Abstract

The Gruta da Furninha is a cave-site in Lower Jurassic limestones, of mainly marine genesis located at ~850 m SE of the Carvoeiro Cape, on the southern coast of the Peniche peninsula (central western mainland Portugal). The entrance gallery, situated in the middle of the cliff, is at ~15 m of altitude. This cave contained a rich and diverse fossiliferous set of Late Pleistocene vertebrates, distributed in several stratigraphic levels, currently housed at the Geological Museum of LNEG (Lisbon). The cave had a record of primitive human occupations documented by 106 Middle to Late Paleolithic artefacts, found in the lower lithostratigraphic unit (Pleistocene).
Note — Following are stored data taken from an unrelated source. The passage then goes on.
PR #1744, opened 2016-05-24
Pass in `app` as context to apply{N}Middleware

tonyhb:
This lets us access registry config within middleware for additional
configuration of whatever it is that you're overriding.

Currently needed for overriding the metadata service within repository middleware: the metadata service needs to see whether deletes are enabled, whether it's a cache, the signing key for v1 compat etc.


RichardScothern:
LGTM

Issue #1746, opened 2016-05-25
unable to decode token response: json: cannot unmarshal string into Go value of type int


windj007:
The issue was previously discussed on the forum: https://forums.docker.com/t/docker-1-11-push-to-private-2-4-0-registry-with-token-authentication/10281/5

In short, I have a docker registry with token authentication using my Django and PyJWT-based authentication server. With docker daemon 1.9, docker push works, but starting with docker 1.10.0 it fails with error as stated in the issue subject. More detailed information is present in forum (link above). Also, I have created an isolated environment to reproduce this bug: https://github.com/windj007/docker-token-auth-test

What else information may be useful?

RichardScothern:
What is the output of the registry when this failure happens?

I note your token (as pasted into the forum link) has a different issuer than you specify in the config file.

dmcgowan:
The `expires_in` value must be a int and not a string. We might have changed the underlying code to use a struct while before it was just parsing the value as a string.

Go will fail when attempting to pass a string in as an int https://play.golang.org/p/ioWgBzbPT4.

I see this is wrong in the documentation, I will submit a PR to update. Sorry for the hassle.

windj007:
Thank you very much! This solved the issue!

PR #1748, opened 2016-05-25
Update auth documentation examples to show "expires in" as int

dmcgowan:
Go will fail to parse the examples since an int is expected rather than a string for the "expires in" value

See #1746


dmcgowan:
An example of the Go failure https://play.golang.org/p/ioWgBzbPT4

RichardScothern:
LGTM

PR #1837, opened 2016-07-13
Use registry APIs to generate catalog test environment

RichardScothern:
cc: @hinshun

### DIFF
--- a/registry/storage/catalog_test.go
+++ b/registry/storage/catalog_test.go
@@ -6,9 +6,12 @@ import (
 
 	"github.com/docker/distribution"
 	"github.com/docker/distribution/context"
+	"github.com/docker/distribution/digest"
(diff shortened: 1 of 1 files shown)


registry/storage/catalog_test.go
```diff
@@ -60,14 +59,55 @@ func setupFS(t *testing.T) *setupEnv {
 	}
 }
 
+func makeRepo(t *testing.T, ctx context.Context, name string, reg distribution.Namespace) {
+	named, err := reference.ParseNamed(name)
+	if err != nil {
+		return
```
dmcgowan: Tests shouldn't ignore input like this, if it is bad input the test should just panic

dmcgowan:
LGTM

PR #1838, opened 2016-07-14
Search v2 auth test

dmcgowan:
Test for v1 search endpoint using v2 oauth with refresh token.

This is testing https://github.com/docker/docker/pull/24568.


dmcgowan:
Note this change will not yet get hit by CI since 1.12 is not currently tested or supported by the tests. I will submit a different PR to fix that. Since 1.12 deprecated the `tag -f` flag I need to change all the tests which use it.

RichardScothern:
🎈

RichardScothern:
LGTM

PR #1839, opened 2016-07-14
Allow registry clients to connect via http2

adamvduke:
Signed-off-by: Adam Duke <adam.v.duke@gmail.com>

I couldn't really find much related to http2 in open/closed issues/PRs or on the mailing list. As far as I know, http2 is natively supported as of go 1.6. It's not clear if the protocol is restricted to http/1.1 for a reason.

### DIFF
--- a/configuration/configuration.go
+++ b/configuration/configuration.go
@@ -123,6 +123,13 @@ type Configuration struct {
 			// Addr specifies the bind address for the debug server.
 			Addr string `yaml:"addr,omitempty"`
 		} `yaml:"debug,omitempty"`
+
+		// HTTP2 configuration options
+		HTTP2 struct {
+			// Specifies wether the registry should disallow clients attempting
+			// to connect via http2. If set to true, only http/1.1 is supported.
+			Disabled bool `yaml:"disabled,omitempty"`
+		} `yaml:"http2,omitempty"`
 	} `yaml:"http,omitempty"`
 
 	// Notifications specifies configuration about various endpoint to which
--- a/configuration/configuration_test.go
+++ b/configuration/configuration_test.go
@@ -82,6 +82,9 @@ var configStruct = Configuration{
 		Debug   struct {
 			Addr string `yaml:"addr,omitempty"`
 		} `yaml:"debug,omitempty"`
+		HTTP2 struct {
+			Disabled bool `yaml:"disabled,omitempty"`
+		} `yaml:"http2,omitempty"`
 	}{
 		TLS: struct {
 			Certificate string   `yaml:"certificate,omitempty"`
@@ -96,6 +99,11 @@ var configStruct = Configuration{
 		},
 		Headers: http.Header{
 			"X-Content-Type-Options": []string{"nosniff"},
+		},
+		HTTP2: struct {
+			Disabled bool `yaml:"disabled,omitempty"`
+		}{
+			Disabled: false,
 		},
 	},
 }
--- a/docs/configuration.md
+++ b/docs/configuration.md
@@ -198,6 +198,8 @@ information about each option that appears later in this page.
         addr: localhost:5001
       headers:
         X-Content-Type-Options: [nosniff]
+      http2:
+        disabled: false
     notifications:
       endpoints:
         - name: alistener
@@ -910,6 +912,8 @@ configuration may contain both.
         addr: localhost:5001
       headers:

It had also another human occupation in an upper unit (Neolithic, Holocene), where were found human skeleton elements and artefacts. This study focuses on two teeth previously identified as crocodile, housed in collections of the Geological Museum in the assemblages of the Furninha Cave and on a set of five bones, housed at Centro Português de Geo-História e Pré-História (CPGP) collected in a marine terrace in the Furninha cliff. The occurrence of crocodile remains in the Upper Pleistocene of Portugal is not consistent with the fossil record of this period or with the environmental conditions associated with the fully marine paleoenvironments around Furninha Cave. A more detailed analysis of these teeth and their stratigraphic location, now supports that they are cetacean teeth with ~80 ka, which is consistent with the fossil association, depositional environments and climate conditions of the Late Pleistocene in mainland Portugal. To add to these two teeth, in 2017 in sedimentary field work in the marine terraces on the cliffs of the Gruta da Furninha, at the level of 4 to 7 m, found five bones remains, which could be carpal bones of marine mammals.